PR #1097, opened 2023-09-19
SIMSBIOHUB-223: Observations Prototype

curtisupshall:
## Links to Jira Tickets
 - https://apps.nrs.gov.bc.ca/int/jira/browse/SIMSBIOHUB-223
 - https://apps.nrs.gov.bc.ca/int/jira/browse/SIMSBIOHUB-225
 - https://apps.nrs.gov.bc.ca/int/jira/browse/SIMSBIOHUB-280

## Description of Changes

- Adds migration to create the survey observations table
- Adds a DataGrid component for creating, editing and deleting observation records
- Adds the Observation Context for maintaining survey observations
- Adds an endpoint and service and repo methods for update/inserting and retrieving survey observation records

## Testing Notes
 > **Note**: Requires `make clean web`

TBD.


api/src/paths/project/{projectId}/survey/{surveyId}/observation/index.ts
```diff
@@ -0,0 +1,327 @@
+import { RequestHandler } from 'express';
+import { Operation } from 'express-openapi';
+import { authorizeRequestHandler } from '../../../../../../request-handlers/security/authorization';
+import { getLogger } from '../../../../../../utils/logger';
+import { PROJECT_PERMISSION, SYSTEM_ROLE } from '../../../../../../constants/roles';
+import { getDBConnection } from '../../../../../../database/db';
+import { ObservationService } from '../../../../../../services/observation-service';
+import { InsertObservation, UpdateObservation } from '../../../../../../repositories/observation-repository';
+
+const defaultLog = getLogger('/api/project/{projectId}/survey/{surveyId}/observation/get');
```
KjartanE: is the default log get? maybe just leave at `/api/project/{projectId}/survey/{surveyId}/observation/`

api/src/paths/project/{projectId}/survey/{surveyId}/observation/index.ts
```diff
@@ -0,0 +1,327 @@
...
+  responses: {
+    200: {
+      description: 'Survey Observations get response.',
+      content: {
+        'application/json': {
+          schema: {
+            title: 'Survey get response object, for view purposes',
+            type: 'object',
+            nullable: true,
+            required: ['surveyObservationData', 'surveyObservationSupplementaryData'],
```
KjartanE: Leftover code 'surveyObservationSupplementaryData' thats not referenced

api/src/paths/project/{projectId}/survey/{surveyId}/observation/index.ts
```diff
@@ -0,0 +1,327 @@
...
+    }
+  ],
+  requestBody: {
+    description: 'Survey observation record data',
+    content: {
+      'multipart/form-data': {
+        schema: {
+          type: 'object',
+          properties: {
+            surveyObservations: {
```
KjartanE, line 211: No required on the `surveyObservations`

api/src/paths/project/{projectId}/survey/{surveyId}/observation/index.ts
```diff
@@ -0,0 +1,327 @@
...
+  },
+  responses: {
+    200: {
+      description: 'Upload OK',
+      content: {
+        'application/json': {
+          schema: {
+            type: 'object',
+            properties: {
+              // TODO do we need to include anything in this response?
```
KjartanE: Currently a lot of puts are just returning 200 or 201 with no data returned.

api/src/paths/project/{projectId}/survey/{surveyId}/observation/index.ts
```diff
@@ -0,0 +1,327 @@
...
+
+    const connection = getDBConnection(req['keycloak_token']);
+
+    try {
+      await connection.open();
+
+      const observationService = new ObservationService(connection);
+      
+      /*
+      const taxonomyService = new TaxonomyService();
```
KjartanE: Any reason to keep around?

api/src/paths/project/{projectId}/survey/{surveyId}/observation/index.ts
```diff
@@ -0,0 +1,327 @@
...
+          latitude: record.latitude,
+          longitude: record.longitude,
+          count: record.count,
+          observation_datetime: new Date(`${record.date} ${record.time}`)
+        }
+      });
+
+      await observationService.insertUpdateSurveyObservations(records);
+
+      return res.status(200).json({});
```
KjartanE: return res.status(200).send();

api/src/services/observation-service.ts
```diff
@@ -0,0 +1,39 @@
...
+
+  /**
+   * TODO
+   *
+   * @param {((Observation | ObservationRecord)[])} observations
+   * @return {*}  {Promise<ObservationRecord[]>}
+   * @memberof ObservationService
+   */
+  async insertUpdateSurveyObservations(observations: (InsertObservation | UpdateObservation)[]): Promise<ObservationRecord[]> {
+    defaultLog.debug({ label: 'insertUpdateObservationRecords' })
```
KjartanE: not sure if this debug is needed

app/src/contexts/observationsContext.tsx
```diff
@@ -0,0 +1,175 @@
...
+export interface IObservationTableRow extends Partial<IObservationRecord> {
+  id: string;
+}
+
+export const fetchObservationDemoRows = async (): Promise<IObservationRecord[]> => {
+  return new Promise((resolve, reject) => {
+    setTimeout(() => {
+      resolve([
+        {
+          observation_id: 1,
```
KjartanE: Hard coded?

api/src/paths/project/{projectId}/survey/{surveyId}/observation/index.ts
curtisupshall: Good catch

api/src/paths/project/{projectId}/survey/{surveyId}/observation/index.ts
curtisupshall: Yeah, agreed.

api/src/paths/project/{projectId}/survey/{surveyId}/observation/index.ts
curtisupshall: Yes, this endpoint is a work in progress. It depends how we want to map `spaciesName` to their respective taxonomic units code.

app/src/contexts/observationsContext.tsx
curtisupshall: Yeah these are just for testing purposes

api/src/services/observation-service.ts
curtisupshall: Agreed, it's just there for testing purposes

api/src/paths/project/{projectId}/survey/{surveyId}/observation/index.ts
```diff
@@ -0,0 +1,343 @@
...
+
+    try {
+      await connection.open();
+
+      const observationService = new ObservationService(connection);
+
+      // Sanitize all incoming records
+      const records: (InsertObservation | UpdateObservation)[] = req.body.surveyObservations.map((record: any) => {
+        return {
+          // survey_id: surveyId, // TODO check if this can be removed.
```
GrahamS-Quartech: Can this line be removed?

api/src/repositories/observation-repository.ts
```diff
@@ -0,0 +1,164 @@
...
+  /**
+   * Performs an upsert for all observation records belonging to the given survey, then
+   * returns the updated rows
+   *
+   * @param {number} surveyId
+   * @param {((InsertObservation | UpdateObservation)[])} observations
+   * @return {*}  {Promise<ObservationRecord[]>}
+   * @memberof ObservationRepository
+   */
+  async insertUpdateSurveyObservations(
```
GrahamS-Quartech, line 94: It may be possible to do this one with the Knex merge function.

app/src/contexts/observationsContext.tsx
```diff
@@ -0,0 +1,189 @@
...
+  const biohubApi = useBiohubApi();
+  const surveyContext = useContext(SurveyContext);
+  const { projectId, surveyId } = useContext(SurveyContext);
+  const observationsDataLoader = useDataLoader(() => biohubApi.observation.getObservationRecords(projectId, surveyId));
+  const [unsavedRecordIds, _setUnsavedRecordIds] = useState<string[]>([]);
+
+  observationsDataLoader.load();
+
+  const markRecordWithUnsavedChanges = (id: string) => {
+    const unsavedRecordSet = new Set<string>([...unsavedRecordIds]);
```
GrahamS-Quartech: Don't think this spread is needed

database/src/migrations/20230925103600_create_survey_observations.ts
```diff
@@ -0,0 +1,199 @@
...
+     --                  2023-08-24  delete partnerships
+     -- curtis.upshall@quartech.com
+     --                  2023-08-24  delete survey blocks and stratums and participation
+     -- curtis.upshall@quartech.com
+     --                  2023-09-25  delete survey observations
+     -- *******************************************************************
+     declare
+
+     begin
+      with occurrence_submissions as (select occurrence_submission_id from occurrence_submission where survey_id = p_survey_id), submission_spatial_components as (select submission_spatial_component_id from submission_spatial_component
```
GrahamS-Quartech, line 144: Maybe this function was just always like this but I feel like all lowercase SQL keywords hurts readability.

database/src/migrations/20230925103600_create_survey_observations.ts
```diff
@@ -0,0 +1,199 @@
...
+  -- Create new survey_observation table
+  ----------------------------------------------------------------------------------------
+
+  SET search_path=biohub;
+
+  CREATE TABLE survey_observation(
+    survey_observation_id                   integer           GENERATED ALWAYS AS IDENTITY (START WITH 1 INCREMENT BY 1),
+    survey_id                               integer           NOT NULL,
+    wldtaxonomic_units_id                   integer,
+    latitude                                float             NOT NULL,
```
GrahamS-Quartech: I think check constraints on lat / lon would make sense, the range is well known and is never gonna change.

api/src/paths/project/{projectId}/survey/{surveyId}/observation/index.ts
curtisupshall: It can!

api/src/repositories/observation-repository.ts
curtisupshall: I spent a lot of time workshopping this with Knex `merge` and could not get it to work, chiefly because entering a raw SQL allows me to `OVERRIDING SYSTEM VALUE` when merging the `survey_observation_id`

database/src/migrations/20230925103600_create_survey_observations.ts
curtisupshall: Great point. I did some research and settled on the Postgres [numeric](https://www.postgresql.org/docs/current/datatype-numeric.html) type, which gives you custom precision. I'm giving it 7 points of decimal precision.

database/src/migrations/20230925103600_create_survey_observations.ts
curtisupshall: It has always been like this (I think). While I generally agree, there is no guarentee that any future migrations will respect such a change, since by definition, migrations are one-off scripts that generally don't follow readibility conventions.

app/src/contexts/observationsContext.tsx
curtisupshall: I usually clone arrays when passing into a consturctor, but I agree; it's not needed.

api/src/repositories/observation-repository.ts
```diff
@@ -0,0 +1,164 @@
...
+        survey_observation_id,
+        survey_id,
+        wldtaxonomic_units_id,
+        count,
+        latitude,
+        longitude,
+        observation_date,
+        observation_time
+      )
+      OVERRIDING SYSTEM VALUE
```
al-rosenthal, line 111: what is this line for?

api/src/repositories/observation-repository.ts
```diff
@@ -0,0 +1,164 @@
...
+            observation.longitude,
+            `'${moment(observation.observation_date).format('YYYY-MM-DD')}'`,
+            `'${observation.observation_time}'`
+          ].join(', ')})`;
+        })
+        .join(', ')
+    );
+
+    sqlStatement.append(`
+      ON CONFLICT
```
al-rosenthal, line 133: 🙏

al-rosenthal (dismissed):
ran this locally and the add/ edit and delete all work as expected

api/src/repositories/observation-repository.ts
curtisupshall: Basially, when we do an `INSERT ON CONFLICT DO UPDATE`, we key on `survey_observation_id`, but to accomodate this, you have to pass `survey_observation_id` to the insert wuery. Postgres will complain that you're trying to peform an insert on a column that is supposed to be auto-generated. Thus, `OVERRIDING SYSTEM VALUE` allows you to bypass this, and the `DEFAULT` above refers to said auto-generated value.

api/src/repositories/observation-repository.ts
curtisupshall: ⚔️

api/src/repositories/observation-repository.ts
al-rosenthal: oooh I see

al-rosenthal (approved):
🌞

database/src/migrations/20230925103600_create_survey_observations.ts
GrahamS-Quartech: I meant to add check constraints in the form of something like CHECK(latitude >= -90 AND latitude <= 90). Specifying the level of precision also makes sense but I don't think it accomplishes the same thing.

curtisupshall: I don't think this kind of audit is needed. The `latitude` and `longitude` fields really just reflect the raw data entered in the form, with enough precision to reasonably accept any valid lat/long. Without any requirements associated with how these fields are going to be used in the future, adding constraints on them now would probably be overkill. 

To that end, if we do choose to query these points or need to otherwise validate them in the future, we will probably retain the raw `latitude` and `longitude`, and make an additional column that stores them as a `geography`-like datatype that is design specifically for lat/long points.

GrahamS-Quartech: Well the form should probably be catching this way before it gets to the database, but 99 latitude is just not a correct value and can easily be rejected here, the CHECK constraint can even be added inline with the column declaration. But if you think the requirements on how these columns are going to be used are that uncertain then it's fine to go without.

════

**Work item**
Pull out every line in the material above where "async" occurs.

**Solution to this problem**
+  async insertUpdateSurveyObservations(observations: (InsertObservation | UpdateObservation)[]): Promise<ObservationRecord[]> {
+export const fetchObservationDemoRows = async (): Promise<IObservationRecord[]> => {
+  async insertUpdateSurveyObservations(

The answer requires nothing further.